_THE TASK_
How many of the lines below hold "https"? Only the number, please.

_PROVIDED RECORDS_

PR #944, opened 2022-10-10
feat: rtl language check

storyworks:
# Description

Helper function to check that a locale is RTL.

[Basecamp Todo](https://3.basecamp.com/3105655/buckets/29688713/todos/5413370739)

See unit tests but in general:

- [x] it should be false for non-rtl locale
- [x] it should be false for numeric string
- [x] it should be false for empty string
- [x] it should be false for string which includes rtl locale substring (not separated by "-" separator)
- [x] it should be true for any of the codes above
- [x] it should be true for any of the code above in uppercase
- [x] it should be true for any of the codes above with suffix of "-" 

# Checklist

### DIFF
--- a/libs/shared/ui/src/libs/rtl/rtl.ts
+++ b/libs/shared/ui/src/libs/rtl/rtl.ts
@@ -1,0 +1,22 @@
+export function isRtl(locale: string): boolean {
+  // locale should be bcp47, else iso3
+  const formattedLocale = locale.split('-')[0].toLowerCase()
+
+  switch (formattedLocale) {
+    case 'ar':
+    case 'arc':
+    case 'dv':
+    case 'fa':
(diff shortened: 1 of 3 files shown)


libs/shared/ui/src/libs/rtl/rtl.ts
```diff
@@ -0,0 +1,22 @@
+export function isRtl(locale: string): boolean {
+  // locale should be bcp47, else iso3
+  const formattedLocale = locale.split('-')[0].toLowerCase()
```
storyworks, line 3: In api-languages all languages that don't have bcp47 have at least iso3

image

bcp47 uses "-" to seperate language from region 
image

GeronimoJohn (approved):

PR #955, opened 2022-10-12
fix: add rtl to stories

GeronimoJohn:
# Description

Add RTL logic to the theme provider. By doing so we're fixing the missing configuration for the set up of MUI RTL. And we're also setting up the Stories to be supporting RTL.

A continuation/fix for this todo. It's missing the RTL config on the ThemeProvider component
[- Link to Basecamp Todo](https://3.basecamp.com/3105655/buckets/29688713/todos/5413044377)

- [ ] Default theme to include an RTL story

After running the storybook server. And in any Journey Blocks stories within Journeys UI
1. Create a new story with a proper RTL description
2. Set rtl to be true on the new story parameters e.g. `RightToLeftButton.parameters = { rtl: true}`
3. Check story on storybook

- [ ] Created story to be in RTL

# Checklist


GeronimoJohn:
An example of how it can be used in the story once the right props have been set. 
Screen Shot 2022-10-13 at 9 47 39 AM

libs/shared/ui/src/libs/sharedUiConfig/sharedUiConfig.tsx
```diff
@@ -9,6 +9,7 @@ export const sharedUiConfig = {
       <ThemeDecorator
         mode={context.parameters.theme ?? context.globals.theme}
         layout={context.parameters.layout}
+        isRTL={context.args.isRTL}
```
storyworks, line 12: Let's add this to parameters instead

libs/shared/ui/src/components/ThemeProvider/ThemeProvider.tsx
```diff
@@ -24,12 +25,15 @@ export const ThemeProvider = ({
   themeName,
   themeMode,
   children,
+  rtl,
```
storyworks, line 28: `rtl = false`

Then remove the `rtl === true` check

libs/shared/ui/src/components/ThemeDecorator/ThemeDecorator.tsx
```diff
@@ -45,42 +55,51 @@ const ThemeContainer = ({
...
-          }}
-        >
-          <ThemeContainer mode="light" layout={layout}>
-            {children}
-          </ThemeContainer>
-          <ThemeContainer mode="dark" layout={layout}>
-            {children}
-          </ThemeContainer>
-        </div>
+        <CacheProvider value={emotionCache}>
```
storyworks, line 65: Move the CacheProvider inside the div. Same with line 87. 

We want CacheProvider only to influence the elements we're testing, not the div layout components.

libs/shared/ui/src/components/ThemeDecorator/ThemeDecorator.tsx
```diff
@@ -13,12 +16,18 @@ const themeMode = globalTypes.theme.toolbar.items
 interface ThemeDecoratorProps extends Pick<Parameters, 'layout'> {
   mode: typeof themeMode[number]
   children: ReactNode
+  emotionCache?: EmotionCache
+  isRTL?: boolean
```
storyworks, line 20: Also let's change this to `rtl` instead of isRTL. I know we have some props in other places called `is___` but let's stick to just the state in props. And use `is___` within components as variable names if needed.

libs/shared/ui/src/components/ThemeDecorator/ThemeDecorator.tsx
```diff
@@ -58,13 +70,16 @@ export const ThemeDecorator = ({
             margin: layout === 'fullscreen' ? '0px' : '-16px',
             overflowX: 'hidden'
           }}
+          dir={rtl === true ? 'rtl' : 'ltr'}
```
storyworks, line 73: Same thing as in other file - make rtl=false by default on line 59 to remove === true check

storyworks (approved):

libs/shared/ui/src/libs/themes/base/theme.stories.tsx
```diff
@@ -402,4 +406,69 @@ Viewport.parameters = {
   }
 }
 
+export const StyledButton = styled(Button)(({ theme }) => ({
```
storyworks, line 409: No need to export Styled button.

PR #961, opened 2022-10-13
fix: storybook emotion cache

storyworks:
# Description

Allows us to toggle between RTL and LTR stories in Storybook and the styling stays correct

[Link to Basecamp Todo
](https://3.basecamp.com/3105655/buckets/29688713/todos/5413044377)

- [ ] Toggle between conductor RTL and LTR stories - it should be correctly styled
- [ ] Staging journeys should remain with correct styling when going from RTL to LTR journeys. Can use https://your-stage.nextstep.is/rtl-journey-demo-2 journeys or your own.

# Checklist


libs/shared/ui/src/components/ThemeDecorator/ThemeDecorator.tsx
```diff
@@ -16,13 +15,9 @@ const themeMode = globalTypes.theme.toolbar.items
 interface ThemeDecoratorProps extends Pick<Parameters, 'layout'> {
   mode: typeof themeMode[number]
   children: ReactNode
-  emotionCache?: EmotionCache
```
storyworks, line 19: Remove since I don't think we need a different cache for each story decorator..

GeronimoJohn (approved):

PR #3298, opened 2024-08-22
fix: card delete resetting flow

csiyang:
# Description

### Issue

When deleting a card, journey flow gets reset

### Solution

Flow is calculated using the a `step blocks` query a well as `steps` from use editor. A [recent change](https://github.com/JesusFilm/core/pull/3241) caused `steps` to be updated in later render cycle to `step blocks`, this slight mismatch of step data was causing the flow to get reset.

- The fix adds a check for `steps` and `step blocks` to be in sync (have the same length) before calculating if a flow reset is needed.
- Cache fix for duplicating steps
- Cache fix for restoring steps


tataihono (dismissed):

apps/api-journeys/src/app/__generated__/graphql.ts
tataihono, line 1: revert

tataihono (changes requested):

tataihono (dismissed):

tataihono (approved):

tataihono (dismissed):

Kneesal (approved):

PR #3301, opened 2024-08-23
feat: searchbar dropdown

GeronimoJohn:
With all the moving parts finally into the feature branch, we are to move our current dropdown closer to the requirements. We are to group the 1000 languages returned by Algolia into their own respective continents and be able to refine in their respective groups


libs/journeys/ui/src/components/SearchBar/AlgoliaLanguageDropdown/AlgoliaLanguageDropdown.spec.tsx
```diff
@@ -0,0 +1,60 @@
...
+      <MockedProvider mocks={[getLanguagesContinentsMock]}>
+        <AlgoliaLanguageDropdown open handleClickAway={jest.fn()} />
+      </MockedProvider>
+    )
+    await waitFor(() => {
+      fireEvent.click(screen.getByText('English'))
+    })
+    expect(refine).toHaveBeenCalled()
+  })
+})
```
scottkelso, line 60: Probably need a test to describe what the behaviour should be when there are no refinements to show. We should probably hide the continent groups and show one copy of the no refinements message.

scottkelso (changes requested):
Very good! The splitting down of this task seems to have made this much cleaner to tackle.

Just a few comments I have added. Searchbar story seems to have broken. I also added some UX suggestions on linear: i.e. mobile view and clickaway.

scottkelso (approved):

PR #3317, opened 2024-08-27
test: algolia search suggestions

scottkelso:
# Description

### Throwaway Prototype

Only for testing. 

[Link to Linear Todo](https://linear.app/jesus-film-project/issue/ENG-674/poc)

# Additional information

Try entering a search and hitting enter. After doing this a few times you will have some search history.
You should also when searching have some suggestions that try to suggest popular searches similar to your search.


scottkelso:
Only a throwaway prototype.

PR #3330, opened 2024-08-28
feat: show selected language in button

GeronimoJohn:
To improve the user experience and to let our user know that a language is currently applied or selected. We are to show in the button the current selected languages. If there are multiple languages selected we are to show the top most selected value from the refinements


libs/journeys/ui/src/components/SearchBar/LanguageButton/LanguageButton.spec.tsx
```diff
@@ -0,0 +1,25 @@
...
+
+    const button = screen.getByRole('button', { name: 'Language' })
+    fireEvent.click(button)
+    expect(onClick).toHaveBeenCalled()
+  })
+
+  it('should render the button with the selected language', () => {
+    render(<LanguageButton onClick={jest.fn()} selectedLanguage="English" />)
+    expect(screen.getByRole('button', { name: 'English' })).toBeInTheDocument()
+  })
```
scottkelso, line 24: Can you add at least one more test test to cover any weird selectedLanguage values? Empty string, multiple commas, no commas but multiple words eta? How should the button render those.

libs/journeys/ui/src/components/SearchBar/SearchDropdown/SearchbarDropdown.spec.tsx
```diff
@@ -111,15 +99,9 @@ describe('SearchbarDropdown', () => {
...
-    const refine = jest.fn()
-    mockUseRefinementList.mockReturnValue({
-      items: languageRefinements,
-      refine
-    } as unknown as RefinementListRenderState)
-
     render(
       <MockedProvider mocks={[getLanguagesContinentsMock]}>
-        <SearchbarDropdown open />
+        <SearchbarDropdown open refinements={refinements} />
```
scottkelso, line 104: Should probably have at least one test that tests usecases for changing language button depending on refinements. I.e. no refinements = `Language`, Spanish = `Spanish`, Spanish and English = `English`

scottkelso (changes requested):
Looking good. Noticed when you tick the Spanish refinement, there is a comma showing on the button. Probably need to sort that. Also maybe one or two additional component tests needed.

GeronimoJohn:
redundant pr

PR #3340, opened 2024-08-29
feat: multiple language selected

GeronimoJohn:
One of the main abilities that we would like to have within the search bar is to see the amount of languages our users have selected


scottkelso (approved):
Good job! Only one naming suggestion. Not a blocker. Double check that the failing e2e test isn't something needing investigation.

PR #3345, opened 2024-08-30
fix: language selection and folder structure

GeronimoJohn:
Selecting a language highlights it in all of the other continents, to make the experience nicer we are to only select the language within that continent and disable the rest.


scottkelso (approved):
Smashing!

PR #3355, opened 2024-09-02
refactor: drop api-videos and use api-media

tataihono:
# Description

move api-videos resolvers across to api-media.


tataihono:
*MUST RUN INFRASTRUCTURE COMMANDS AFTER THIS IS DEPLOYED TO PRODUCTION*

PR #3357, opened 2024-09-02
feat: eng 700 searchbar suggestions

scottkelso:
# Description

### Issue

Need to render some suggestions to educate users on how to apply filters

[Link to Linear Todo](https://linear.app/jesus-film-project/issue/ENG-700/searchbar-suggestions)

### Solution

Create a suggestions component for the dropdown
Change the logic for opening and closing dropdown so that it is more consistent switching between both

image
image

# How to test

Should still be able to use languages dropdown as before
Should also be able to navigate between suggestions dropdown and languages dropdown
Should always see two suggestions
When a suggestion is clicked, it should apply those refinements


libs/journeys/ui/src/components/SearchBar/SearchBar.tsx
```diff
@@ -117,6 +135,7 @@ export function SearchBar({
           open={open}
           id={open ? 'simple-popper' : undefined}
           anchorEl={anchorEl}
+          varient={dropdownVarient}
```
GeronimoJohn, line 138: Noticed this a bit, but I'm assuming this is meant to be 'variant'?

GeronimoJohn (commented):
Awesome stuff! Left 1 comment and can we please add a story for Suggestions?

libs/journeys/ui/src/components/SearchBar/SearchBar.tsx
scottkelso: Dyslexia strikes again! Good find.

GeronimoJohn (approved):

PR #3374, opened 2024-09-04
feat: step header display title

levi-zustiak:
# Description

### Changes
- Updated footer to include the display title for website mode
- Added the display title to `StepHeader`
- Test and stories for website mode


apps/journeys-admin/src/components/Editor/Slider/Settings/CanvasDetails/Footer/Footer.tsx
```diff
@@ -66,6 +66,7 @@ export function Footer(): ReactElement {
       {websiteMode && <WebsiteToggle />}
       {journey?.website === true ? (
         <>
+          <DisplayTitle />
```
csiyang, line 69: Can we add a test in footer to see that the displaytitle edit is being shown?

libs/journeys/ui/src/components/StepHeader/StepHeader.tsx
```diff
@@ -39,11 +42,51 @@ export function StepHeader({
       }}
     >
       {journey?.website === true ? (
-        <>
-          {/* Logo */}
-          {/* Title */}
-          {/* Menu */}
-        </>
+        <Stack
```
csiyang, line 45: Are these styles copied from the footer? I just want to double check that all the styles are still relevant? Especially would be nice if we could simplify the stack, maybe refactor to Box if it doesn't specifically need to be a stack

csiyang (changes requested):

libs/journeys/ui/src/components/StepHeader/StepHeader.tsx
levi-zustiak: Yeah, they should be "updated" but they will likely be updated after adding the logo and menu icon

csiyang (approved):

PR #3384, opened 2024-09-05
feat: eng 844 dynamically show search query

scottkelso:
# Description

### Issue

See how it feels for users to have their suggestions dynamically updated to their query string

[Link to Linear Todo](https://linear.app/jesus-film-project/issue/ENG-844/dynamically-show-search-query)

### Solution

n/a

# External Changes

n/a

# Additional information

Still would need to do testing but doing this as a quick test for design/QA


libs/journeys/ui/src/components/SearchBar/SearchDropdown/Suggestions/Suggestions.tsx
```diff
@@ -25,21 +28,23 @@ export function Suggestions({ refinements }: SuggestionsProps): ReactElement {
...
     const suggestionParts = suggestion.split(/\s(?:in|and)\s/)
-    refine(suggestionParts[0])
     refineLanguages(suggestionParts.slice(1))
   }
 
   return (
     <Box width="100%">
+      <Typography variant="h6" color="primary.main" marginBottom={6} pl={3}>
+        {t('Suggestions')}
+      </Typography>
```
GeronimoJohn, line 38: Would drop - it's already under a suggestions Tab, having two suggestions feels a bit much? Also seems like this is not in design

GeronimoJohn (approved):
Approved just a lint issue

PR #3413, opened 2024-09-08
feat: eng 849 language name in query

scottkelso:
# Description

### Issue

When a user types a language name and then selects a language filter or suggestion with that language, we want to strip the language in question out of the query as best we can.

[Link to Linear Todo](https://linear.app/jesus-film-project/issue/ENG-849/language-name-in-query)

### Solution

Normalise the name of the language being refined i.e. `Spanish, Latin American` -> `spanish`
Remove any occurences of this normalised language from the query. i.e. `Jesus Chinese` -> `Jesus` after `Chinese, Traditional` is selected

# External Changes

Updated the strategies view test to match pattern established

# How To Test

- If a user types jesus spanish, then selects the Spanish, Latin American language, we should set the query string to jesus
- If a user types Jesus Chinese, (with any capitals) then selects the Chinese, Traditional language, we should set the query string to Jesus
- If a user types russian, then selects the Russian, Sign Language language, we should set the query string to empty


libs/journeys/ui/src/components/SearchBar/SearchDropdown/LanguageContinentRefinements/RefinementGroup/RefinementGroup.tsx
```diff
@@ -13,16 +14,37 @@ interface RefinementGroupProps {
   selectedContinent?: string
 }
 
+export function normalizeLanguage(language: string): string {
+  return language.toLowerCase().split(',')[0].trim()
+}
```
GeronimoJohn, line 19: Maybe we could move this into the component? We usually keep functions inside so tests can reflect the component's behavior. If we want it to be separate, we could add a utils folder for it :)

GeronimoJohn (commented):
surprised the renovate ran in this PR

libs/journeys/ui/src/components/SearchBar/SearchDropdown/LanguageContinentRefinements/RefinementGroup/RefinementGroup.tsx
scottkelso: Component tests are higher level than unit tests and therefore don't give the same confidence return on code robustness. If you have the choice, always try to unit test over component test. I'll move it into it's own file.

GeronimoJohn (approved):

PR #8988, opened 2026-04-08
chore: next 16

mikeallisonJS:
- Removed deprecated inputs from nx.json and added @nx/vitest:test configuration
- Updated package dependencies to latest versions, including @emotion/react, @next packages, and @nx packages
- Excluded story files from TypeScript configurations in multiple apps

_EXERCISE OUTPUT_
9